Editors: What technologies are enabling the warfighter and addressing the challenges today?

Legere: To fight and win in this evolving security environment, DoD is now investing in a range of technologies to improve its ability for warfighters to operate in multi-domain environments.

As part of the Third Offset Strategy, none are more important than the broad investments in artificial intelligence, and autonomous systems – which will, when widely introduced, greatly improve the ability of our forces to achieve conventional overmatch against potential adversaries.

Within DoD, the early returns on AI pilots to exploit advances in computer vision, natural language processing, machine learning, deep learning (DL), and intelligent automation are promising – and certainly providing powerful examples of AI’s disruptive ability to aid and enhance our analysts, operators and warfighters in the execution of their warfighting tasks.

As a former Army G2, I am excited by the early returns on efforts to use AI to speed image definition, proces imagery, enable voice and language translation, detect cyber threats, streamline and automate supply chains, and to aid our medical professionals in medical diagnosis.   While much work remains to establish the proper governance, workforce and enterprises to support the expansion of these operations at scale, there is every reason to be optimistic.

It is also apparent that there is greater recognition across the services and in DoD of the necessity for pairing AI pilots with corresponding investments in big data and cloud migration – foundational work that must be done if the promise of AI is to reach its full potential. Across DoD, the important work to standardize, normalize, verify, and enrich data, to establish effective governance, standards and analytics, and to plan and prepare for migration to cloud are key steps in the journey to AI-enabled mission environments.

In these efforts, DoD can accelerate the lessons learned by leaning on insights from commercial sectors that have succeeded in modernizing their mission information environments, incorporating leading IT capabilities, practices and technologies to optimize AI applications and to transform the way they work.   DoD can gain much from companies like Accenture who can assist with a digital strategy to help them thoughtfully apply technology and best practice to optimize their data for mission success.

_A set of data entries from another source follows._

PR #927, opened 2024-11-07
Replace Composition with Resolved Value sections for default functions

eemeli:
As we've now defined _resolved value_ as a term, and e.g. formatting refers to "resolving" placeholders, we should replace/expand the "Composition" sections of default function descriptions with "Resolved Value" sections.

This should help provide a clearer basis for the text around `:number offset` proposed in #926, which is currently proposing two alternative _resolved value_ definitions for `:number`.

### DIFF
--- a/spec/registry.md
+++ b/spec/registry.md
@@ -48,6 +48,13 @@ The function `:string` has no options.
 > Proposals for string transformation options or implementation
 > experience with user requirements is desired during the Tech Preview.
 
+#### Resolved Value
+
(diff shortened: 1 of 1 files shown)


aphillips (approved):
LGTM

aphillips:
The `:date` and `:time` sections make me itch a bit. I want to say more than just "implementation-defined type" but don't really want to reawaken to issue about whether (or not) the type "trims" the other part of the value (e.g. `:date` removes time units or `:time` removes y-m-d units)

PR #934, opened 2024-11-14
Remove tech preview note from `:string`

aphillips:
Remove a note that is no longer relevant

### DIFF
--- a/spec/registry.md
+++ b/spec/registry.md
@@ -81,6 +81,13 @@ All other values produce a _Bad Operand_ error.
 
 The function `:string` has no _options_.
 
+> [!NOTE]
+> While `:string` has no built- in _options_,
+> _options_ in the `u:` _namespace_ can be used. 
+> For example: 
+>```
+> {$s :string u:dir=ltr u:locale=fr-CA}
+>```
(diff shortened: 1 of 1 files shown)


macchiati (approved):

eemeli (approved):
Removing the note is fine; I'd be a bit tempted to clarify the text a bit as we separately define the meaning of `u:` options:
```
{foo :string u:dir=ltr u:locale=en-US}
```

spec/registry.md
```diff
@@ -79,11 +79,7 @@ All other values produce a _Bad Operand_ error.
 
 #### Options
 
-The function `:string` has no options.
-
-> [!NOTE]
-> Proposals for string transformation options or implementation
-> experience with user requirements is desired during the Tech Preview.
+The function `:string` has no _options_.
```
aphillips, line 83:
```suggestion

> [!NOTE]
> While `:string` has no built- in _options_,
> _options_ in the `u:` _namespace_ can be used. 
> For example: 
>```
> {$s :string u:dir=ltr u:locale=fr-CA}
>```

```

macchiati (approved):

PR #938, opened 2024-11-15
Remove misleading terms/clauses for `:currency` options and operands

macchiati:
We already state near the top of the document that:

>Implementations MAY _accept_ additional _option_ values for _options_ defined here.
However, such values might become defined with a different meaning in the future,
including with a different, incompatible name
or using an incompatible value space.
Supporting implementation-specific _option_ values for **standard** or **optional** functions is NOT RECOMMENDED.

So there is no need to have a separate statement for particular options saying that X must be either Y or an implementation defined value. Moreover, by calling it out on *one* option on a function, it makes the readers mistrust whether is actually the case for _other_ options on the function.

Eg, "berries can be added to any desserts" at the top of the menu, then later 
"desserts are pancakes (optionally with berries), or waffles". 

It makes people question whether you can have waffles with berries even though you say at the top you can.

### DIFF
--- a/spec/registry.md
+++ b/spec/registry.md
@@ -393,9 +393,8 @@ or it can be a [Number Operand](#number-operands), as long as the option
 The option `currency` MUST NOT be used to override the currency of an implementation-defined type.
 Using this option in such a case results in a _Bad Option_ error.
 
-The value of the _operand_'s `currency` MUST be either a string containing a
-well-formed [Unicode Currency Identifier](https://cldr-smoke.unicode.org/spec/main/ldml/tr35.html#UnicodeCurrencyIdentifier)
-or an implementation-defined currency type.
+The value of the _operand_'s `currency` is a
+well-formed [Unicode Currency Identifier](https://cldr-smoke.unicode.org/spec/main/ldml/tr35.html#UnicodeCurrencyIdentifier).
 Although currency codes are expected to be uppercase,
 implementations SHOULD treat them in a case-insensitive manner.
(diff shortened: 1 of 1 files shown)


aphillips:
You're changing the _operand_ definition, which is not the same thing as an _option_ value. All of our functions **explicitly** allow implementation defined types in the _operand_ section.

Similarly, _option_ values covered by the text you cite (which might not be clear enough) provides permission to use a different value space (which mostly means literal values, which we caution against for good reason). The text you're eliding here permits the same implementation defined types to be used as an option value.

What we're trying to permit is this:

```java
ImmutableMap<String,Object> args = ImmutableMap.of(
   "currency", Currency.getInstance("USD"),
   "value", 123.45
);
MessageFormatter mf2 = MessageFormatter.builder()
    .setPattern("You have: {$value :currency currency=$currency}").build();
System.out.println(mf2.formatToString(args));
```

We want `$currency` to be allowed to be a `java.util.Currency` (or `com.ibm.icu.util.Currency`) here, not just a literal `USD`.

Similarly, as we explicitly call out, want to be able to use a specific boxing value (here, ICU4J's `CurrencyAmount`) for the operand `$value`:

```java
ImmutableMap<String,Object> args = ImmutableMap.of(
   "value", new CurrencyAmount( 123.45, Currency.getInstance("USD"))
);
MessageFormatter mf2 = MessageFormatter.builder()
    .setPattern("You have: {$value :currency}").build();
System.out.println(mf2.formatToString(args));
```

macchiati:
Makes sense, I'll close this.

Editors: What trends do you think will impact the battlespace in the future?

Legere: Looking to the future, I believe technology, and in particular advances in AI, autonomous systems, the Internet of Things, quantum computing, and directed energy weapons will have the most profound effect on battlespace and will challenge our way of war.

Today, as in eras past, when confronted with advances in evolving tactics, doctrine and weapons, the United States and its armed forces will have to respond with transformational leaps in warfighting capabilities, modernizing, and refitting our forces with the capabilities required to gain and maintain the operational and strategic advantage in multi-domain environment.

Of greatest interest and uncertainly is how the increasingly contested cyber, space and the information domains will play out, how it will extend the battlespace, and what technology and operational concepts will emerge to allow commanders to gain and maintain strategic and operational advantage over our adversaries.

With our reliance on space and information systems, it is clear we must continue to build our cyber capabilities – both to protect our freedom of maneuver in cyber space, while restricting that of our adversaries.